BEGIN

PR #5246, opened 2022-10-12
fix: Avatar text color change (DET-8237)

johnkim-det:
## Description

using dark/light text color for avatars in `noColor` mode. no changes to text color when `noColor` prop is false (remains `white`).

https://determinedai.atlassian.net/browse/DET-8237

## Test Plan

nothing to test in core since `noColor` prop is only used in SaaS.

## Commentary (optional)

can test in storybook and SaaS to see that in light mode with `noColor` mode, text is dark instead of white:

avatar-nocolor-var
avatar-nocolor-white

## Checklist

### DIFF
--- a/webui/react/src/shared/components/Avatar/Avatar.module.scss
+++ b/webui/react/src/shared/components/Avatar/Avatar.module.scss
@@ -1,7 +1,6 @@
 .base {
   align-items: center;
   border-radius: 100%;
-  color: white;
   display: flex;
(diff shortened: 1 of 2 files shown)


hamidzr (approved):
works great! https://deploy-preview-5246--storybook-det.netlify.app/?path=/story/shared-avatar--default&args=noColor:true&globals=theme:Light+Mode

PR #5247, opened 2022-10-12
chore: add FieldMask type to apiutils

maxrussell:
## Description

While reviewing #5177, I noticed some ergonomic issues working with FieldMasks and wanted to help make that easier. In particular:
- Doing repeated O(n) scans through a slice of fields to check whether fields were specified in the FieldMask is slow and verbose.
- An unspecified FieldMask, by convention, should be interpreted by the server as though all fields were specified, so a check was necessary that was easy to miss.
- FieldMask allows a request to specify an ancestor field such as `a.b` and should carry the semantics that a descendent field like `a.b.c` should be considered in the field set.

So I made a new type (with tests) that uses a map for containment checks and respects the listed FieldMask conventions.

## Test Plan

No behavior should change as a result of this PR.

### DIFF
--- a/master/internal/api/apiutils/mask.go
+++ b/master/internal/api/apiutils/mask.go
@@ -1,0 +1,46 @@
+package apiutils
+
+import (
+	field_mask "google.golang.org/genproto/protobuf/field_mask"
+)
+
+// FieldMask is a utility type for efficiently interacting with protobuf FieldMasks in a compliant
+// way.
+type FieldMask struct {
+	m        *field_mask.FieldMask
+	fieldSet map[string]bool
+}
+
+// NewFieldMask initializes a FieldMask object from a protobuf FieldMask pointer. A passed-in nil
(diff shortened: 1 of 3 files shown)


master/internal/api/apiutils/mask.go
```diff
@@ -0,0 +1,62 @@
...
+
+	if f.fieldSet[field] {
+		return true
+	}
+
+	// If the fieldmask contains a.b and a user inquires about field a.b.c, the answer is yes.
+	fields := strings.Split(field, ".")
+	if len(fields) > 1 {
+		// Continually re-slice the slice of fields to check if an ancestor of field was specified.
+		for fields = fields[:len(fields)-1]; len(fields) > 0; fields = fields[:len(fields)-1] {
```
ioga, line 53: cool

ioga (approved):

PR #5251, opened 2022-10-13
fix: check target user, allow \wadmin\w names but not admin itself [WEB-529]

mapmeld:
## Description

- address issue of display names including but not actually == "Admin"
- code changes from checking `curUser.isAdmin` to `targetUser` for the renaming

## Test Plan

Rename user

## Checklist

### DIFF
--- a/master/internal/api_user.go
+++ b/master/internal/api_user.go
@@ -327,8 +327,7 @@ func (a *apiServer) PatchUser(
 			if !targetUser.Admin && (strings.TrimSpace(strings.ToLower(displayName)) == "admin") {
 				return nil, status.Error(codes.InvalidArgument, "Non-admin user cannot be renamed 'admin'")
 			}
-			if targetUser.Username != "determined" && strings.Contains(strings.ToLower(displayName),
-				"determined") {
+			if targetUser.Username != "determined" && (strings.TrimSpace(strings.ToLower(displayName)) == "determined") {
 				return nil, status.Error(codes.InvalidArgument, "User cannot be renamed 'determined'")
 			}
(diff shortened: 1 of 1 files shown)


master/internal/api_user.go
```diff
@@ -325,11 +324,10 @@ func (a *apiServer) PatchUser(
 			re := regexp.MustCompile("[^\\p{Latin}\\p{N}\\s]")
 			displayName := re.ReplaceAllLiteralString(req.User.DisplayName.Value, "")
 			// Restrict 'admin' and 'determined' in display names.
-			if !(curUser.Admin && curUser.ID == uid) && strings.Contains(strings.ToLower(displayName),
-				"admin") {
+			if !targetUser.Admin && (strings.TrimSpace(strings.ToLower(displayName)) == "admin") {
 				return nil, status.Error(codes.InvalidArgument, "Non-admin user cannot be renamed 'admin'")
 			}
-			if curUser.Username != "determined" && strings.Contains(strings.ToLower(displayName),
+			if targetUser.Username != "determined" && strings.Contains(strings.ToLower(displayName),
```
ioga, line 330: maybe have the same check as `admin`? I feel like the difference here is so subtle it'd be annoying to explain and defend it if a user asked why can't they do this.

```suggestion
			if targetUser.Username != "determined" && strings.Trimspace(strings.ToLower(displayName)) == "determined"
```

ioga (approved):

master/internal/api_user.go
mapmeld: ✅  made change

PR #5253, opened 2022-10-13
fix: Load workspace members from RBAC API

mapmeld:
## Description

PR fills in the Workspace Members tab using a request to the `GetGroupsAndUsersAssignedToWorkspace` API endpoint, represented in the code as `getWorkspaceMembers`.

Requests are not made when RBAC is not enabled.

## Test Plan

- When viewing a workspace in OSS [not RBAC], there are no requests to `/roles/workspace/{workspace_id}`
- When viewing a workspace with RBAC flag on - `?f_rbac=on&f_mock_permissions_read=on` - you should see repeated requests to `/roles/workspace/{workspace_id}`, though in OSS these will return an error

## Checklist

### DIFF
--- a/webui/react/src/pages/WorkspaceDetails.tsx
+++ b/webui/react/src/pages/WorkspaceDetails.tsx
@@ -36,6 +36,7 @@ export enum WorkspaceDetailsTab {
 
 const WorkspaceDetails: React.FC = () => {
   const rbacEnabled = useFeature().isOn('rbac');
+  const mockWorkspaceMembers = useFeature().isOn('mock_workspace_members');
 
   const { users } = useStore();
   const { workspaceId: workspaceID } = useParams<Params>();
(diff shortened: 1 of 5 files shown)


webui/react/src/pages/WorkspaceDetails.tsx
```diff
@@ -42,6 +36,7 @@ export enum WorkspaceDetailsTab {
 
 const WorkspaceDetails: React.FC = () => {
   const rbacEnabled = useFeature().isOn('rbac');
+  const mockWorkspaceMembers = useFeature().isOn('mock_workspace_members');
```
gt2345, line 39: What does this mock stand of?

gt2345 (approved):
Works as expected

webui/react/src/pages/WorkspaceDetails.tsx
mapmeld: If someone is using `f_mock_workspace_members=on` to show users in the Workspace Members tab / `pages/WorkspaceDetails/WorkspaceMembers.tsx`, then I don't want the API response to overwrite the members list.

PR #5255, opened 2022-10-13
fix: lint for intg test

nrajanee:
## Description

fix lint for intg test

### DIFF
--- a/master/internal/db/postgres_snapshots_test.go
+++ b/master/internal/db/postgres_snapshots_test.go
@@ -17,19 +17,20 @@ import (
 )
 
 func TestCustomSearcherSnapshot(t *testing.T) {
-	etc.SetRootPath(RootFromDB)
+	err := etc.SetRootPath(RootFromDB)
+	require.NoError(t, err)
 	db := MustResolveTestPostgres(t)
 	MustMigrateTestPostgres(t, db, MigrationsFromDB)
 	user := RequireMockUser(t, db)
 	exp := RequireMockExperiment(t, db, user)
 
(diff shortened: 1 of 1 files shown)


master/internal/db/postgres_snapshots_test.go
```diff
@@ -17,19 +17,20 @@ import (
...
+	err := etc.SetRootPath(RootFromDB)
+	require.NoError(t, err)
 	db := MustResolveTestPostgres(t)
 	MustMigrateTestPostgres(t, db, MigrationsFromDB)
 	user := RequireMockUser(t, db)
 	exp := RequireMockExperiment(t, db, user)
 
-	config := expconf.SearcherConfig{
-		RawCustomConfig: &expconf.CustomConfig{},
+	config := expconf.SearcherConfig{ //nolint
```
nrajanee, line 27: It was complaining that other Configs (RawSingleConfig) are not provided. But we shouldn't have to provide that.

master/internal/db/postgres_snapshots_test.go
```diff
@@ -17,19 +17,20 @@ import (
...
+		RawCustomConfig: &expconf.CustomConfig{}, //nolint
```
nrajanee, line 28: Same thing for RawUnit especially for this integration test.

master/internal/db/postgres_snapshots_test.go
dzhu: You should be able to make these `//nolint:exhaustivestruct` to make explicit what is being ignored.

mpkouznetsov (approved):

END

ABOUT THIS EXERCISE ▸ Within the entries above, find each line where "apiServer" appears; copy every one.

TASK ANSWER ▸
@@ -327,8 +327,7 @@ func (a *apiServer) PatchUser(
@@ -325,11 +324,10 @@ func (a *apiServer) PatchUser(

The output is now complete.